Every day, you set the brightness of your lights at various times in the day. In a normal home automation scenario, if you want to make this process iterative, you'd have to setup schedules, groups, scenes, etc. and anytime you want to change something, you'd have to go back and edit everything again. This isn't very smart or practical.
Now my solution around this is to make a learning home which figures out what brightness levels you want to set your lights at and at what hours. It is also adaptable, meaning that if you decide to change the brightness from 80% to 0% at 10pm, you don't have to change the settings for you home automation system, the machine will figure it out for you and just do it.
Here is a diagram that displays the workflow of this learning smart home:
- Azure account: https://azure.microsoft.com/en-us/free
- Particle IDE: https://docs.particle.io/tutorials/developer-tools/dev
- Register/Setup Particle device & connect to your WiFi network
Go to Azure portal https://portal.azure.com
An Azure Resource Group is basically a folder where are your resources will be located for this project. Create one as shown below and name it whatever you'd like.
- I will refer the name of your resource group as <RESOURCE GROUP>
1. Create an "IoT hub"
- For "Resource group", select the one you just created
- I will refer the name of your hub as <IOT HUB NAME>
Get my Github project from https://github.com/gearsmotion789/LearningSmartHomeParticle
- Compile & upload the firmware to your Particle board via the Particle IDE
The Particle serves as a a light dimmer. Since it is hard to distinct the various brightness levels on the PWM led, I chose to use 3 leds to represent 0, 25, 50, 75, & 100% brightness.
When 24 hours of data has been collected, the Particle sends it to the Azure integration, which I'll show how to setup here.
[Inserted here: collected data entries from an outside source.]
PR #197, opened 2021-04-18
Bring parity to seed files

emmiegit:
Not all of the seed files had the same content, missing some more recent changes. This PR simply ensures that all the `seed.sql` files mirror that of the local version.


rossjrw (approved):

emmiegit:
thanks @rossjrw

PR #202, opened 2021-04-19
[FTML-93] Fix HTML rendering issues

emmiegit:
Follow-up to #188 	

In producing HTML tests based on AST test inputs, several issues were found. [FTML-93](https://scuttle.atlassian.net/browse/FTML-93) is a collective issue to resolve these. This does not include any changes to the collapsible, that will be a separate PR.

### DIFF
--- a/ftml/src/render/html/element/text.rs
+++ b/ftml/src/render/html/element/text.rs
@@ -70,7 +70,11 @@ pub fn render_code(
     // TODO: syntax highlighting based on 'language'
 
     ctx.html()
-        .div()
+        .pre()
         .attr("class", &["code"])
-        .inner(log, &contents);
+        .contents(|ctx| {
+            ctx.html()
+                .code()
+                .inner(log, &contents);
+        });
 }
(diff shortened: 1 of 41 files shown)


ftml/src/render/html/element/text.rs
```diff
@@ -69,8 +61,10 @@ pub fn render_code(
 
     // TODO: syntax highlighting based on 'language'
 
-    ctx.html()
-        .div()
+    ctx.html() //
+        .pre()
         .attr("class", &["code"])
```
Monkatraz: IIRC, the way it was "recommended" (HTML5 spec, I think?) to handle code blocks of a specific language type was to use a class, specifically `language-xxxx` or `lang-xxxx`. Should there be a default `language-none` (or something) class for unlabeled code blocks?

Monkatraz (approved):
Looks good to me.

ftml/src/render/html/element/text.rs
emmiegit: I considered that but didn't end up adding one. I'll add it now.

emmiegit:
thanks @Monkatraz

Setup the Azure Integration:
- Event Name = dataSetFull
- IoT Hub Name = <IOT HUB NAME>
- Shared Policy Name = iothubowner
- Get your "Shared Policy Key" by opening up your IoT Hub and doing this:
Setup the Machine Learning Prediction Integration (complete the Azure machine learning setup before proceeding):
- Event Name = getPrediction
- URL = <REQUEST URL>
- Request Type = POST
- Request Format = JSON
- Expand "Advanced Settings"
- In JSON Data, select "custom" & paste this
{
"Inputs": {
"input1": [
{
"Hour": "{{{PARTICLE_EVENT_VALUE}}}"
}
]
}
}
- Note: leave PARTICLE_EVENT_VALUE
as it is
- In HTTP Headers, add "Authorization" > "Bearer <PREDICT KEY>"
1. Create a "machine learning studio workspace"
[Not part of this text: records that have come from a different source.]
PR #204, opened 2021-04-19
[FTML-80] Add text renderer to ftml

emmiegit:
This adds `TextRender`, which outputs a plaintext, unformatted string as output. This allows searching the final full text of the article, or assists with "printer-friendly" outputs, or permits articles to be rendered to computer terminals.

The PR has some other changes added as part of this:
* Adds `site` to `PageInfo`
* Renames `slug` -> `page` in `PageInfo`
* Moves `Handle` to be a render-level concept
* Adds some more stubs to that object
* Fixes collapsible output (see [FTML-93](https://scuttle.atlassian.net/browse/FTML-93))
* Moves URL schemes to a top-level module
* Adds plaintext test cases


Monkatraz (approved):
I can't comment too much on the lower level stuff of this PR, although considering what it adds it seems elegant.

Not that it's immediately necessary, but I don't think there is an exported WASM `render_text` function for `TextRender`.

Oh and, this seems worthy of a version bump.

emmiegit:
thanks @Monkatraz

PR #205, opened 2021-04-19
[FTML-97] Place all slog logging behind default feature

emmiegit:
This creates a default feature `has-log`, which instantiates `slog::Logger` as expected. However, if you build without default features, then all logging are replaced with no-ops. This has considerable performance improvements for the WebAssembly target, so the documentation has been updated to recommend this.

Due to the complexity of the slog logging macros, this PR does not properly "consume" unused logging variables, so instead it just builds with `RUSTFLAGS=-Aunused_variables` to suppress these warnings. Obviously during normal development, use the default target and take heed to any compiler warnings.

**Edit:** This also updates GitHub actions to build the non-logged form, and while I was at it, I properly added `RUSTFLAGS = -D warnings` for all builds (except where we're suppressing warnings obviously).

### DIFF
--- a/.github/workflows/ftml.yaml
+++ b/.github/workflows/ftml.yaml
@@ -20,7 +20,9 @@ jobs:
         with:
           toolchain: stable
       - run: cd ftml && cargo build --all-features --release
+        env: RUSTFLAGS: -D warnings
       - run: cd ftml && cargo test --all-features -- --nocapture --test-threads 1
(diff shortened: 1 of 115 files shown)


Monkatraz (approved):
That is _a lot_ of renames. We'll be able to see soon the difference this makes! (in WASM, at least)

emmiegit:
thanks @Monkatraz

- select your existing resource group
- choose create a new storage - this will hold your datasets and machine learning models - I will refer this as <STORAGE NAME>
- For location, choose "South Central US". Certain regions don't have the "Machine Learning Studio" service available.
2. Copy the training experiment: https://gallery.azure.ai/Experiment/Smart-Home-Train. This is what trains your models.
3. When the experiment has opened up, at the bottom menu bar, click "Run". When finished, hover over "Set Up Web Service" and select "Deploy Web Service [New] Preview".
4. Copy the predictive experiment: https://gallery.azure.ai/Experiment/Smart-Home-Predict. This is what the Particle device uses to determine the brightness of the light depending on the hour of the day. Run & deploy this as a new web service as well.
- I will refer the name of your predictive web service as <PREDICTIVE WEB SERVICE NAME>
5. Now you need to record the REST API info which will be used later when creating your Azure Logic App.
- Go to https://services.azureml.net/webservices
- Click the link to your "Smart Home Train" web service & click "Consume" (located at the top menu bar)
- Copy "Primary Key" - I will refer this as <TRAIN KEY>
- Copy "Batch Requests" - I will refer this as <TRAIN URL>
- Now open up your "Smart Home Predict" web service
- Copy "Primary Key" - I will refer this as <PREDICT KEY>
- Copy "Request-Response" - I will refer this as <PREDICT URL>
Azure Storage setup1. Open your storage (created from the machine learning studio setup)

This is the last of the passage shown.